[How to complete this task]
Across the entries that follow, tally every line holding the word "module" and reply with the count alone.

[Data to examine]
PR #12616, opened 2019-12-11
enhancement/Inverted-3d-improvements

### LINKED ISSUE #5508: Datalabels misplacing on 3D bar chart.
#### Expected behaviour

When dataLabels.enabled is set to true, the dataLabels should be displayed properly.
#### Actual behaviour

The dataLabels are displayed incorrectly.

https://jsfiddle.net/scottszb1987/n603jpt4/
#### Affected browser(s)

Chrome

Izothep:
Fixed #5508, data labels were wrongly positioned on inverted 3D charts.

___
Enhancement with multiple 3D column series improvements, such as

- [x] Creating additional argument in H.perspective method
- [x] Improved dataLabels position with 180 alpha rotation
- [x] Improved dataLabels position with inverted graphs
- [x] Improved stackLabels position
- [x] Improved Tooltip position with inverted graphs 
- [x] Added Normalisation for 3D chart angles calculation


ts/parts-3d/Column.ts
```diff
@@ -503,22 +494,41 @@ wrap(Series.prototype, 'alignDataLabel', function (
     proceed: Function
 ): void {
 
+    // In 3D we need to pass point.outsidePlot option to the justifyDataLabel
+    // method for disabling justifying dataLabels in columns outside plot
+    arguments[3].outside3dPlot = arguments[1].outside3dPlot;
```
KacperMadej: See the comment below.

ts/parts-3d/Column.ts
```diff
@@ -503,22 +494,41 @@ wrap(Series.prototype, 'alignDataLabel', function (
...
-            chart = series.chart;
-
         var args = arguments,
             alignTo = args[4],
-            point = args[1];
+            point = args[1],
+            dLOptions = args[3];
 
-        var pos = ({ x: alignTo.x, y: alignTo.y, z: series.z });
+        var series = this as Highcharts.ColumnSeries,
```
KacperMadej: `var`, `var` -> single `var` will work well here, or even better: use `const` and `let`.

ts/parts-3d/Column.ts
```diff
@@ -533,18 +543,42 @@ wrap(H.StackItem.prototype, 'getStackBox', function (
...
+            series: Highcharts.Series
+        ): void {
+            if (series instanceof seriesTypes.column && series.data.length) {
+                columnSeries = series;
+            }
         });
+        // If any series is a column series, use its barW, z and depth
+        // parameters for correct stackLabels position calculation
+        if (columnSeries) {
+            var height: number = arguments[6],
```
KacperMadej: `var` in here doesn't look good - consider using `let` / `const` or placing all `var` at the top of the scope

ts/parts-3d/Column.ts
```diff
@@ -503,22 +494,41 @@ wrap(Series.prototype, 'alignDataLabel', function (
...
-        var pos = ({ x: alignTo.x, y: alignTo.y, z: series.z });
+        var series = this as Highcharts.ColumnSeries,
+            seriesOptions: Highcharts.ColumnSeriesOptions = series.options,
+            chart = series.chart,
+            inside = pick(dLOptions.inside, !!series.options.stacking),
+            pos = ({
+                x: alignTo.x + point.pointWidth / 2,
+                y: alignTo.y,
+                z: series.z + (seriesOptions as any).depth / 2
+            });
```
KacperMadej: is the `()` a leftover from testing some TS castings? `pos = ({...})` should be the same as `pos = {...}`

ts/parts-3d/Column.ts
```diff
@@ -503,22 +494,41 @@ wrap(Series.prototype, 'alignDataLabel', function (
...
+
+        if (this.chart.inverted && inside) {
```
KacperMadej: `chart` is available, so no need for `this.chart`

ts/parts-3d/Column.ts
```diff
@@ -533,18 +543,42 @@ wrap(H.StackItem.prototype, 'getStackBox', function (
...
-            y: stackBox.y,
-            z: 0
+        var columnSeries: Highcharts.ColumnSeries | undefined;
+        // Check if any series iherits from column 3D
+        chart.series.forEach(function (
+            series: Highcharts.Series
+        ): void {
+            if (series instanceof seriesTypes.column && series.data.length) {
+                columnSeries = series;
+            }
```
KacperMadej: Why looping over all series if only one `columnSeries` is later used? This looks like a mistake, but if this is intended then consider `Array.some` instead of `Array.forEach`.

ts/parts-3d/Column.ts
```diff
@@ -533,18 +543,42 @@ wrap(H.StackItem.prototype, 'getStackBox', function (
...
-        pos = H.perspective([pos], chart, true)[0];
-        stackBox.x = pos.x;
-        stackBox.y = pos.y;
+            if (chart.inverted) {
+                // Do not use default offset calculation logic for 3D
+                // inverted stackLabels.
+                stackBox.width = 0;
+            }
+
+            pos = H.perspective([pos], chart, true, false)[0];
```
KacperMadej: How about renaming `pos` to something more descriptive? and adding comments when the value of the pos variable is changing significantly (from flat to 3d, from not adjusted to adjusted, etc.), or maybe even using more variables for better readability (and TS types might be easier to write).

Izothep:
All of the mentioned changes are done. There is still a need for preparing proper tests for 3D columns (like testing H.perspective) before the PR will be considered as final.

Izothep:
Visual comparison of the old and new version.

Old:
Screenshot 2019-12-20 at 15 54 52

New:
Screenshot 2019-12-20 at 15 54 37
Screenshot 2019-12-20 at 15 54 31

js/parts-3d/Column.js
```diff
@@ -265,6 +259,7 @@ addEvent(Series, 'afterInit', function () {
                 z = (stacks.totalStacks * 10) - z;
             }
         }
+        seriesOptions.depth = seriesOptions.depth || 25;
```
sebastianbochan: I suggest to set 25 as value in defaultOptions instead of hardcoding.

ts/parts-3d/Column.ts
```diff
@@ -140,10 +130,10 @@ wrap(H.Series.prototype, 'justifyDataLabel', function (
 seriesTypes.column.prototype.translate3dPoints = function (): void {};
 seriesTypes.column.prototype.translate3dShapes = function (): void {
 
-    var series = this as Highcharts.ColumnSeries,
+    var series: Highcharts.ColumnSeries = this,
         chart = series.chart,
         seriesOptions = series.options,
-        depth = seriesOptions.depth || 25,
+        depth = (seriesOptions as any).depth,
```
sebastianbochan: seriesOptions has own type (`SeriesOptions` or `ColumnSeriesOptions`), use it instead of `any`

ts/parts-3d/Column.ts
```diff
@@ -218,10 +218,11 @@ seriesTypes.column.prototype.translate3dShapes = function (): void {
                 [{
                     x: (tooltipPos as any)[0],
                     y: (tooltipPos as any)[1],
```
sebastianbochan: You can try to use `PositionObject` or `TooltipPositionerPointObject` instead of `any`

js/parts-3d/Column.js
```diff
@@ -339,16 +349,35 @@ wrap(Series.prototype, 'alignDataLabel', function (proceed) {
...
+            if (series instanceof seriesTypes.column && series.data.length) {
+                columnSeries = series;
+            }
         });
-        pos = H.perspective([pos], chart, true)[0];
-        stackBox.x = pos.x;
-        stackBox.y = pos.y;
+        // If any series is a column series, use its barW, z and depth
+        // parameters for correct stackLabels position calculation
+        if (columnSeries) {
```
sebastianbochan: Why this If is not in forEach from line 356?

ts/parts-3d/Column.ts
```diff
@@ -500,27 +513,56 @@ if (seriesTypes.columnrange) {
...
+            options3d = (chart.options.chart as any).options3d;
+
+        let dLPosition = {
+            x: alignTo.x + point.pointWidth / 2,
+            y: alignTo.y,
+            z: series.z + (seriesOptions as any).depth / 2
+        };
+
+        if (chart.inverted) {
+            // dLPosition.y += (point.shapeArgs as any).width / 2;
```
KacperMadej: Is this a comment or a commented code line?

ts/parts-3d/Column.ts
```diff
@@ -500,27 +513,56 @@ if (seriesTypes.columnrange) {
...
+            // logic and there is no need to position them using
+            // non-3D algorighm (that use alignTo.width)
+            if (inside) {
+                alignTo.width = 0;
+                dLPosition.x += (point.shapeArgs as any).height / 2;
+            }
+            // When chart is upside down
+            // (alpha angle between 180 and 360 degrees)
+            // it is needed to add column width to calculated value.
+            if (options3d.alpha >= 90 && options3d.alpha <= 270) {
```
KacperMadej: I am unable to find in code normalization to 0-360 degree range for alpha. Is rotating the chart for x + 360*n covered? or not really supported anywhere and this place shouldn't be different?

ts/parts-3d/Column.ts
```diff
@@ -530,21 +572,51 @@ wrap(Series.prototype, 'alignDataLabel', function (
...
+    stackItem: Highcharts.StackItem,
+    x: number,
+    y: number,
+    xWidth: number,
+    h: number,
+    axis: Highcharts.Axis
 ): void { // #3946
     var stackBox = proceed.apply(this, [].slice.call(arguments, 1));
+    // Only do this for 3D column and iherited series.
+    if (chart.is3d() && stackItem.base) {
```
KacperMadej: How is this check ensuring that we have a 3D column or it's "iherited" (btw: should be inherited) series?
The check for "columness" is a bit lower in the code as far as I can tell.

js/parts-3d/Column.js
Izothep: We had similar discussion with @pawelfus about the above code and unfortunately due to a fact that we are not creating new series type but just extend existing one, we should keep the old way of this declaration (this is the same code as before but just moved into another place). However, I am totally with you about this line of code, had my own doubts about it and I think in future it should be a separate series type (column-3d) where you can add this option. This will also solve typescript problems.

ts/parts-3d/Column.ts
Izothep: Unfortunately not possible for now due to a fact that for now depth might be undefined (it is added as an optional parameter in TS). I have also discussed this line with Pawel and we both agreed that before finding more global solution for similar use-cases we should not focus on that issue.

js/parts-3d/Column.js
Izothep: The reason was that we wanted to find any column series in the graph and then assign it to columnSeries variable. However, this part of code is already refactored so we can mark it as resolved.

ts/parts-3d/Column.ts
Izothep: Thanks! I will test it later today!

ts/parts-3d/Column.ts
Izothep: Thanks! I will add it in the next commit. To be honest, I found the same issue just an hour ago. We should cover this normalisation for every use case, not only for dataLabels.

ts/parts-3d/Column.ts
Izothep: let's call it a ghost from a past. I will remove it in the next commit.

ts/parts-3d/Column.ts
Izothep: this check for columnSeries is just 10 lines below.

Izothep: ... so I will move the comment to this place and correct a typo :)

ts/parts-3d/Column.ts
Izothep: We use `Highcharts.Point.tooltipPos?` Which is an optional parameter and that is the reason of the problem.

Izothep: I would leave it for now and focus on the problem in future as it is more global one (similar `as any` is used in `dumbbel`, `varivide`, `xrange`, `polar`, `waterfall` etc.)

Izothep:
All of the previously discussed issues are resolved now. Further enhancements are added. The Pull Request is ready to be considered as final in my opinion.

ts/parts-3d/Column.ts
```diff
@@ -223,15 +218,33 @@ seriesTypes.column.prototype.translate3dShapes = function (): void {
...
+
+            // Recalculate point positions for inverted graphs
+            if (chart.inverted) {
+                point2dPos.x = (shapeArgs as any).height;
+                point2dPos.y = point.clientX;
+            }
+
+            // Calculate and store point's position in 3D,
+            // using perspective method.
+            point.pos3d = perspective([point2dPos], chart, true, false)[0];
```
pawelfus: Just nitpicking: since `pos3d` is equivalent to plotX/Y then maybe `plot3d` name would be better?

samples/unit-tests/3d/column-data-labels-visibility/demo.js
```diff
@@ -28,9 +28,133 @@ QUnit.test('3D columns dataLabels initial visibility', function (assert) {
...
+            }
+        }
+    });
+
+    dataLabel = points[0].dataLabel;
+    assert.close(
+        dataLabel.x + dataLabel.padding / 2,
+        points[0].pos3d.x,
+        4,
+        'dataLabel is in proper x position in inverted graph'
```
pawelfus: Replace all `is` with `should be`.

samples/unit-tests/3d/column-data-labels-visibility/demo.js
```diff
@@ -28,9 +28,133 @@ QUnit.test('3D columns dataLabels initial visibility', function (assert) {
...
+    );
+    assert.close(
+        dataLabel.y + dataLabel.absoluteBox.height / 2,
+        points[1].series.xAxis.height - points[1].pos3d.y,
+        4,
+        'dataLabel is in proper y position in inverted graph'
+    );
+
+    chart.update({
```
pawelfus: Is this update necessary?

pawelfus:
I see a lot of diff changes. I assume now tooltip should be displayed in the geometric center - but not always it looks great. Perhaps `column3d` series should set `tooltip.distance` to `0`?

samples/unit-tests/3d/column-data-labels-visibility/demo.js
Izothep: Done with 65ed49e

samples/unit-tests/3d/column-data-labels-visibility/demo.js
Izothep: Removed in 65ed49e

ts/parts-3d/Column.ts
Izothep: I have changed this name in 65ed49e

Izothep:
@activist Could you please look at the issue with styled mode and Karma, mentioned by @pawelfus? It looks to be general issue, not related to this specific branch.

activist:
@Izothep @pawelfus Karma is currently not loading "external styles" when styled mode is uses. In that case it would have to fetch and inline the styles. These styles are used instead, which I assume explains the difference: https://github.com/highcharts/highcharts/blob/f2fb01cb33fd562098001078ea5d7c8cb0237a83/test/karma-setup.js#L430-L436

pawelfus:
Yes, that explains it. Thanks!

PR #12618, opened 2019-12-11
Tools: Added gulp test for docs not in sidebar

goransle:
Adds a pre-commit test that checks if there are any documents in `/docs/` that are not added to `/docs/sidebars.js` or the the new `doc-config.js`.

Added the current offenders as unlisted as to not interrupt any work in progress.


goransle:
> Thanks! While we're at it, we should probably also validate the other way around - check that any item listed in the `sidebar.js` actually exists in the file system. Unless that is already handled by the docs builder?

It currently errors out on the build when a file in the sidebar is not found, which should be picked up by CI. But it should be a quick addition to add it here also.

PR #12622, opened 2019-12-12
JS fiddle for demo issue

multiplechuks:
Added a working JSfiddle


TorsteinHonsi:
Thanks for the PR!

We won't link to fiddles that we don't control ourselves, but as far as I can see, the only change you did to the fiddle was to update the Highcharts path to use `https`. So I made that change to our own fiddle, and we don't need to change the docs.

I'm closing this PR, please comment if I overlooked something.

PR #14229, opened 2020-09-15
ts/shadow-options-object-type

marvin19:
Put ShadowOptionsObject in its own type definition file.


bre1470 (changes requested):
So far it looks good. `SVGRenderer.ts` also defines `Highcharts.ShadowOptionsObject`, so it should be removed there, too.
https://github.com/highcharts/highcharts/blob/ts/shadow-options-object-type/ts/Core/Renderer/SVG/SVGRenderer.ts#L73-L79

bre1470 (approved):
Looks good! 👍

TorsteinHonsi (approved):

PR #14245, opened 2020-09-18
ts/animations

marvin19:
Created animation folder and extracted animation functions and Fx class into their own files. Added type definition files.


TorsteinHonsi (approved):
Thanks!

TorsteinHonsi:
Pending @bre1470 's approval

ts/Core/Animation/FxLike.d.ts
```diff
@@ -0,0 +1,26 @@
...
+ * */
+
+/* *
+ *
+ *  Declarations
+ *
+ * */
+export interface FxLike {
+
+}
```
bre1470, line 18:
```ts
/**
 * Optional properties for the Fx class. Should be defined outside of this file by `declare module` pattern.
 */
export interface FxLike {
    // nothing here yet
}
```

bre1470 (changes requested):
Looks good. 👍

Though `FxLike` needs some explanation for others to understand the purpose.

bre1470 (approved):

PR #14249, opened 2020-09-21
docs/13838-fix-tooltip-positioner

bre1470:
- Fixed arguments typing of TooltipPositionerCallbackFunction.


bre1470:
@TorsteinHonsi There are three visual tests failing, but I do believe it is unrelated and just caused by a resize of the container.

TorsteinHonsi (approved):
Thanks! Yes, the visual tests can't possibly derive from this PR

PR #14252, opened 2020-09-22
docs/fix-point-options

bre1470:
Fixed options types of data point.


TorsteinHonsi (changes requested):
Do we want to expose `undefined` as a valid point value and thereby clutter up the API? It does not work in plain number config: https://jsfiddle.net/highcharts/06euoc5n/. It probably works just by accident in array configs.

bre1470:
Probably not, because it is not part of the JSON specifications. Will fix.

TorsteinHonsi (approved):

PR #14258, opened 2020-09-23
bugfix/13751-series-clippath

### LINKED ISSUE #13751: With stock module, the righthand side of the gragh becomes missing when the the number of digits on Y-axis is dynamically decreased.
#### Expected behaviour
The points, lines, and areas of the graph should be drawn without loss even if the value of the Y axis changes dynamically.

#### Actual behaviour
**With stock module,**
the righthand side of the gragh becomes missing when the the number of digits on Y-axis is dynamically decreased.

1. press Add new series 
2. press remove series
 => the righthand side of the gragh becomes missing

##### With stock module
[Reproduction in CodeSandbox](https://codesandbox.io/s/with-stock-module-7w392)
With stock module

##### Without stock module
[Reproduction in CodeSandbox](https://codesandbox.io/s/without-stock-module-p5yfz)
Without stock module

#### Product version
highcharts: 8.1.2
highcharts-vue: 1.3.5

#### Affected browser(s)
Chrome 81

pawelfus:
Fixed #13751, wrong clip path after adding/removing series.

### DIFF
--- a/js/Core/Chart/StockChart.js
+++ b/js/Core/Chart/StockChart.js
@@ -724,7 +724,7 @@ addEvent(LineSeries, 'render', function () {
             }
         }
         // First render, initial clip box
-        if (!this.clipBox && this.animate) {
+        if (!this.clipBox && !chart.hasRendered) {
             this.clipBox = merge(chart.clipBox);
             this.clipBox.width = this.xAxis.len;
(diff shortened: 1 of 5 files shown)


TorsteinHonsi (approved):
Thanks!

[Answer section]
9